WHAT THE TASK REQUIRES: Would you output the entries below only from the line containing "(ticket acceptance criterion):**" through the line containing "- **Tests**", exactly as they stand and with both ends included?

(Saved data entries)
§
PR #2612, opened 2026-09-04
LCORE-2230: behave step definitions for the conversation-compaction feature

max-svistunov:
## Description

Implements LCORE-2230: the step definitions for `conversation-compaction.feature` (LCORE-1673, #2611, now merged), plus the CI wiring. After this lands the three compaction scenarios go from skipped to executing.

Five patterns in `tests/e2e/features/steps/conversation_compaction.py`, all observing the deployed stack from outside per the test-layer boundary in `docs/testing/e2e_testing.md`:

| Step | Reads |
|---|---|
| `the active model has a registered context window` | the fixture file the last `The service uses ...` step applied; fails when `context.default_provider/default_model` has no `inference.context_windows` entry |
| `The response context_status is "<status>"` | `/v1/query` JSON body |
| `The conversation history includes the following user queries` | every `user` message across `chat_history` from GET conversation |
| `The streamed response contains a compaction event before the first token` | SSE `data:` payloads in order; `compaction` must precede the first `token` |
| `The streamed response end event has context_status "<status>"` | the `end` event payload |

**Why the context-window step, and why the vLLM tag.** The provider and rhaiis workflows run `make test-e2e`, the whole test list with only `@skip` excluded. The vLLM-backed runs take their model id from an env var, and `context_windows` keys are not env-substituted, so those runs cannot have a window entry, the trigger never fires and a `summarized` assertion could never pass. Per review, a missing entry now **fails** the scenario instead of skipping it: on every other matrix the provider/model pair is fixed and the fixtures list it (openai, azure, google-vertex, watsonx, aws-bedrock), so a missing entry means a fixture and a workflow disagree. The vLLM matrices are excluded one level up instead, by a feature-level `@skip-on-vllm` tag handled in `before_scenario` next to the existing `@openai-only` check, so they never reach the step. The step resolves the fixture *source* path the same way `configure_service` does, not the repo-root copy, which Prow never writes because the config goes into a ConfigMap.

**CI:** the feature loses its `@skip` tag; `@cfg_compaction` joins the `other` shard in `e2e_tests.yaml` and the Makefile's default `E2E_BEHAVE_TAG_EXPR`, so the feature runs in both deployment modes.

SSE decoding is local to the module: the shared `_parse_streaming_response` keeps only what existing steps use and drops unknown events, and these assertions need event order, not a reconstructed answer.

## Type of change

- [ ] Refactor
- [ ] New feature
- [ ] Bug fix
- [ ] CVE fix
- [ ] Optimization
- [ ] Documentation Update
- [ ] Configuration Update
- [ ] Bump-up service version
- [x] CI configuration change
- [ ] Unit tests improvement
- [x] E2E tests improvement
- [ ] Other (please describe):

## Tools used to create PR

- Related Issue # LCORE-2230
- Closes # LCORE-2230

## Testing

**Zero undefined steps (ticket acceptance criterion):**
```
uv run behave --dry-run -f plain tests/e2e/features/conversation-compaction.feature
3 scenarios, 64 steps, 0 undefined
```

**Lint on the new module:** black and ruff clean; pylint reports only the `not-callable` / `import-error` noise every behave step module in this repo gets.

**Gate resolver:** checked by hand for both modes; resolves to `tests/e2e/configuration/<mode>/lightspeed-stack-compaction.yaml`.

**Execution, and a caveat.** The GitHub e2e workflow runs on `pull_request_target`, so its shard tag expressions come from `main`, not from this PR. The `other` shard on this PR therefore still excludes `@cfg_compaction` (checked in the job log: `E2E_BEHAVE_TAG_EXPR=not @skip and (@cfg_rh_identity or @cfg_negative or @cfg_byok_pdf or @cfg_degraded or @cfg_unified)`), and the three scenarios do not run in PR CI until this change is on `main`. Konflux runs the whole test list and does exercise them. On an earlier revision it ran them live on OpenShift against `openai/gpt-4o-mini`: the query scenario and the disabled scenario passed, including `full` on turns 1-2, `summarized` on turn 3, recall of both facts and the conversation history, which confirms the threshold arithmetic (2000-token window, 10% ratio, 100-token floor, 248-token third query). The streaming scenario errored in the gate step: it read the config basename from the context, which behave drops at the end of a scenario, and `configure_service` does not set it again when the next scenario asks for the same YAML. Fixed by reading `get_active_lightspeed_stack_config_basename()` instead; the next Konflux run passed. The branch has since been rebuilt on #2611's second-compaction change (queries 4 and 5 of the query scenario), without the empty CI re-trigger commits; the new queries need no new step patterns.

## Summary by CodeRabbit

- **Tests**
  - Added end-to-end coverage for conversation compaction in library and server modes.
  - Verified context status transitions, preservation of conversation history, streaming compaction events, and behavior when compaction is disabled.
  - Included configurations covering retrieval, redaction, authentication, and supported inference models.
  - Added the new compaction scenarios to the standard end-to-end test suite.

- **Documentation**
  - Documented the new conversation compaction test steps.

### DIFF
--- a/tests/e2e/configuration/library-mode/lightspeed-stack-compaction-disabled.yaml
+++ b/tests/e2e/configuration/library-mode/lightspeed-stack-compaction-disabled.yaml
@@ -1,0 +1,62 @@
+name: Lightspeed Core Service (LCS)
+service:
+  host: 0.0.0.0
+  port: 8080
+  auth_enabled: false
+  workers: 1
+  color_log: true
+  access_log: true
+ogx:
+  # Library mode - embeds OGX as library
+  use_as_library_client: true
+  # Unified mode: run.yaml (materialized per provider by CI/the harness)
+  # is consumed as the synthesis profile instead of the legacy two-file path.
+  config:
+    profile: run.yaml
+user_data_collection:
+  feedback_enabled: true
+  feedback_storage: "/tmp/data/feedback"
+  transcripts_enabled: true
+  transcripts_storage: "/tmp/data/transcripts"
+authentication:
+  module: "noop"
+inference:
+  default_provider: openai
+  default_model: gpt-4o-mini
+  # Compaction e2e (LCORE-1673): a deliberately small window for the CI
+  # model so a three-turn conversation crosses the trigger threshold.
+  # The real model window is far larger; this only drives the local
+  # estimate, never the provider.
+  context_windows:
+    openai/gpt-4o-mini: 2000
+rag:
+  byok:
+    stores:
+      - rag_id: e2e-test-docs
+        backend: faiss
+        embedding_model: sentence-transformers/all-mpnet-base-v2
+        embedding_dimension: 768
+        vector_db_id: ${env.FAISS_VECTOR_STORE_ID}
+        db_path: ${env.KV_RAG_PATH:=~/.llama/storage/rag/kv_store.db}
+        score_multiplier: 1.0
+  retrieval:
+    tool:
+      sources:
+        - e2e-test-docs
+
+shields:
+  - name: pii-redaction
+    provider_id: redaction
+    config:
+      rules:
+        - pattern: '\d+'
+          replacement: '[NUM]'
+
+# Same small window and threshold as lightspeed-stack-compaction.yaml, but
+# compaction switched off: context_status must stay "full" past the
+# threshold (enabled is a full off-switch).
+compaction:
+  enabled: false
+  threshold_ratio: 0.1
+  token_floor: 100
+  buffer_turns: 1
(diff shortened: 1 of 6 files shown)


tests/e2e/features/steps/conversation_compaction.py
```diff
@@ -0,0 +1,166 @@
...
+    provider/model pair comes from the context, which already reflects the
+    ``E2E_DEFAULT_*_OVERRIDE`` values on every path.
+    """
+    fixture_path = _active_fixture_path(context)
+    with open(fixture_path, encoding="utf-8") as config_file:
+        config = yaml.safe_load(config_file) or {}
+    windows = (config.get("inference") or {}).get("context_windows") or {}
+    model_key = f"{context.default_provider}/{context.default_model}"
+    if model_key not in windows:
+        context.scenario.skip(
```
radofuchs: this should not skip the scenario but fail it, since if we do not have it set but still use this step then this is a problem, not something to be ignored

radofuchs (changes requested):

radofuchs (approved):
LGTM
§
FINAL ANSWER:
**Zero undefined steps (ticket acceptance criterion):**
```
uv run behave --dry-run -f plain tests/e2e/features/conversation-compaction.feature
3 scenarios, 64 steps, 0 undefined
```

**Lint on the new module:** black and ruff clean; pylint reports only the `not-callable` / `import-error` noise every behave step module in this repo gets.

**Gate resolver:** checked by hand for both modes; resolves to `tests/e2e/configuration/<mode>/lightspeed-stack-compaction.yaml`.

**Execution, and a caveat.** The GitHub e2e workflow runs on `pull_request_target`, so its shard tag expressions come from `main`, not from this PR. The `other` shard on this PR therefore still excludes `@cfg_compaction` (checked in the job log: `E2E_BEHAVE_TAG_EXPR=not @skip and (@cfg_rh_identity or @cfg_negative or @cfg_byok_pdf or @cfg_degraded or @cfg_unified)`), and the three scenarios do not run in PR CI until this change is on `main`. Konflux runs the whole test list and does exercise them. On an earlier revision it ran them live on OpenShift against `openai/gpt-4o-mini`: the query scenario and the disabled scenario passed, including `full` on turns 1-2, `summarized` on turn 3, recall of both facts and the conversation history, which confirms the threshold arithmetic (2000-token window, 10% ratio, 100-token floor, 248-token third query). The streaming scenario errored in the gate step: it read the config basename from the context, which behave drops at the end of a scenario, and `configure_service` does not set it again when the next scenario asks for the same YAML. Fixed by reading `get_active_lightspeed_stack_config_basename()` instead; the next Konflux run passed. The branch has since been rebuilt on #2611's second-compaction change (queries 4 and 5 of the query scenario), without the empty CI re-trigger commits; the new queries need no new step patterns.

## Summary by CodeRabbit

- **Tests**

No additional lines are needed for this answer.